PR #88, opened 2022-05-13
feature: add option for a single string argument in parser

Niuslar:
I added the option to parse a single string as argument (no arrays). I needed this for the Dispatcher and I think it could be useful for other things.

### DIFF
--- a/Lib/Inc/CJsonParser.h
+++ b/Lib/Inc/CJsonParser.h
@@ -26,6 +26,7 @@ public:
     bool parse(const etl::string<MAX_STRING_SIZE> &string);
     const etl::string<MAX_STRING_SIZE> *getName() const;
     unsigned int getArgumentCount() const;
+    const etl::string<MAX_STRING_SIZE> *getStringArgument() const;
     float operator[](unsigned int index);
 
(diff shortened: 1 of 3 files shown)


Lib/Inc/CJsonParser.h
```diff
@@ -26,6 +26,7 @@ class CJsonParser : public ICommand
     bool parse(const etl::string<MAX_STRING_SIZE> &string);
     const etl::string<MAX_STRING_SIZE> *getName() const;
     unsigned int getArgumentCount() const;
+    const etl::string<MAX_STRING_SIZE> *getStringArgument() const;
```
Vavat, line 29: Why are you returning pointer? I thought returning by reference was the preferred way for etl::string. Not criticims, just curious.

Vavat (approved):
This is a true value of good code, when changes like this are easy and straightforward.

Lib/Inc/CJsonParser.h
Niuslar: Just for consistency. There's a getName() method that does almost the same in IComChannel and it returns a pointer. 
I created a ticket the other day to change pointers for references when possible.

PR #90, opened 2022-05-13
fix: re-enable support for floats using sprintf

Niuslar:
For some reason the flags to use floats with sprintf and scanf were not enabled for the Debug build.


Vavat (approved):
That's my fault. I should have done it for both profiles.

PR #94, opened 2022-05-16
refactor: minor changes in CJsonParser to avoid code repetition

Niuslar:
@Vavat I made the changes you suggested, thanks. 
I haven't tested this yet.

### DIFF
--- a/Lib/Src/CJsonParser.cpp
+++ b/Lib/Src/CJsonParser.cpp
@@ -140,15 +140,15 @@ void CJsonParser::processDigit(char current_char)
  */
 void CJsonParser::processDecimalPoint(char current_char)
 {
+    m_current_token.text.append(1, current_char);
+
     if (m_current_token.type == INTEGER)
     {
-        m_current_token.text.append(1, current_char);
         m_current_token.type = FLOAT;
     }
     else
     {
         finishCurrentToken();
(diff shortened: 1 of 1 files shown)


Lib/Src/CJsonParser.cpp
```diff
@@ -140,15 +140,15 @@ void CJsonParser::processDigit(char current_char)
  */
 void CJsonParser::processDecimalPoint(char current_char)
 {
+    m_current_token.text.append(1, current_char);
```
Vavat: This one is a bit suspect, no? In one branch of `if()` if token is integer, character is appended then type is changed to float. That makes sense. In the other branch, however, the sequence changes. It used to be
```
finishCurrentToken();
//then new token begins...
m_curent_token.text.append(1, current_char);
m_curent_token.type = INVALID;
```
In old logic decimal point used to be attached to new token, but now it is attached to old token, which is then finished. But the new token is declared invalid. I think this is an error in logic.

Vavat (changes requested):
I think it's only one place where this refactoring actually makes sense. Apologies for confusion I caused.

Niuslar:
I tried reverting one of the changes but I restored the whole file instead, there's no point in having 3 commits for one small change, I'll create another branch.

PR #95, opened 2022-05-20
Feature/srm plain parser class

### LINKED ISSUE #92: Add support for multiple parser in CDispatcher
The CDispatcher class currently works with the JSON parser. If we want to use multiple parsers, we could add a registerParser() method and loop through all parsers in processComChannels() until the command string is recognised.

Vavat:
* New parser for plain commands in the format: >command(1,2,3).
* Add functionality to have several parsers in CDispatcher.
* Minor refactoring and housekeeping.

### DIFF
--- a/Lib/Inc/CDispatcher.h
+++ b/Lib/Inc/CDispatcher.h
@@ -21,6 +21,7 @@
 
 #include "CController.h"
 #include "CJsonParser.h"
+#include "CStringParser.h"
 #include "CUartCom.h"
 #include "IComChannel.h"
 
@@ -39,6 +40,7 @@ private:
     int8_t findControllerNumber(etl::string<MAX_STRING_SIZE> name);
 
     CJsonParser m_json_parser;
+    CStringParser m_string_parser;
     CUartCom *mp_uart_com;
     CController *mp_controllers[MAX_CONTROLLERS];
     etl::string<MAX_STRING_SIZE> m_controller_names[MAX_CONTROLLERS];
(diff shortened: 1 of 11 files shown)


Lib/Inc/CDispatcher.h
```diff
@@ -47,6 +49,8 @@ class CDispatcher
 
     IComChannel *mp_comchannels[MAX_COMCHANNELS];
     uint8_t m_comchannel_count;
+
+    etl::string<MAX_COMMAND_SIZE> m_command_string;
```
Niuslar, line 53: What is the point of using MAX_COMMAND_SIZE instead of MAX_STRING_SIZE? I think it could lead to errors. Someone might think that by changing MAX_COMMAND_SIZE the parser automatically will recognise longer commands, but this depends on MAX_STRING_SIZE.

Lib/Src/CDispatcher.cpp
```diff
@@ -203,16 +215,14 @@ void CDispatcher::processComChannels()
...
                 }
-            }
-            if (!b_command_recognised)
-            {
-                etl::string<MAX_STRING_SIZE> message;
-                message = "COMMAND_NOT_RECOGNISED\n";
-                mp_comchannels[channel]->send(message);
+                if (!b_command_recognised)
+                {
+                    mp_comchannels[channel]->send(COMMAND_NOT_RECOGNISED);
```
Niuslar, line 221: It would be useful to send a short messages like COMMAND_OK, COMMAND_NOT_RECOGNISED, COMMAND_MALFORMAT for testing.

Niuslar (changes requested):
I think we need to run some tests to check if the parser can filter all invalid commands. I can do that, but it would be much easier if we add the three simple messages I mentioned in a comment.

Niuslar (approved):
Thanks

PR #99, opened 2022-05-24
fix (CStringParser): errors in command parsing.

### LINKED ISSUE #98: Fix string parser
After running the tests I noticed some cases where the parser would pass the command to the controllers even when the format should be invalid. 
There's also a case that breaks the whole application. 

Here's a summary of the failed tests:

| Command tested       | Expected Result | Result  | Possible reason                                            |
|-----------------------------|------------------------|----------------------|----------------------------------------------------------|
|>temperature(arg1, arg2, arg3, ... arg20) [20 values]| Malformat          |  Break the app or OK. | There's no argument limit check in the parser and it's writing into m_arguments beyond its limit |
|~~>temperature(asd25)~~| ~~Malformat~~ | ~~Not recognised~~ |  ~~I think the parser takes that as a string argument~~ |
|>temperature(1,2,,,,,3,4,5,6,7,8,9,0) | Malformat | OK. | I think the parser is storing empty values as arguments? |

Also here's a list of all the commands I tried and their expected results, let me know if you want me to add/change any. 

| Command | Expected Result | 
|---------------|------------------------|
|>?temperature() | COMMAND_OK |
|>temperature(25) | COMMAND_OK |
|command_00  |  COMMAND_MALFORMAT|
|>>temperature(asd25) | COMMAND_~~MALFORMAT~~ OK|
|temperature(25) | COMMAND_MALFORMAT|
|>temperature(1,2,3,4,5,6,7,8,9,0) | COMMAND_OK|
|>temperature(1,2,3,4,5,6,7,8,9,0,1,2,3,4,5,6,7,8,9,0) | COMMAND_MALFORMAT|
|>temperature(1,,,2,3,4,5,6,7,8,9,0) |  COMMAND_MALFORMAT|
|>temperature25) | COMMAND_MALFORMAT|
|>temperature(25 |  COMMAND_MALFORMAT|
|>temperature(25 24 21 53) |  COMMAND_MALFORMAT|

Vavat:
Fix #98.

### DIFF
--- a/Lib/Src/CStringParser.cpp
+++ b/Lib/Src/CStringParser.cpp
@@ -177,13 +177,14 @@ bool CStringParser::parseArguments(const etl::string<MAX_COMMAND_SIZE> &string)
     while (arg_delimiter < arg_stop)
     {
         argument_string = string.substr(arg_start, arg_delimiter - arg_start);
-        if (sscanf(argument_string.c_str(),
-                   "%f",
-                   &(m_arguments[m_argument_counter])) == 1)
+        if ((m_argument_counter < MAX_ARGUMENT_COUNT) &&
+            (sscanf(argument_string.c_str(),
+                    "%f",
+                    &(m_arguments[m_argument_counter])) == 1))
         {
             m_argument_counter++;
         }
-        else if (m_string_argument.empty())
+        else if (!argument_string.empty())
         {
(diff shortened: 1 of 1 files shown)


Niuslar (approved):
If you're happy with this let's merge.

+---+

Work out how many lines of the material include "option", then report only that count.

:: SOLUTION FOR THIS TASK ::
2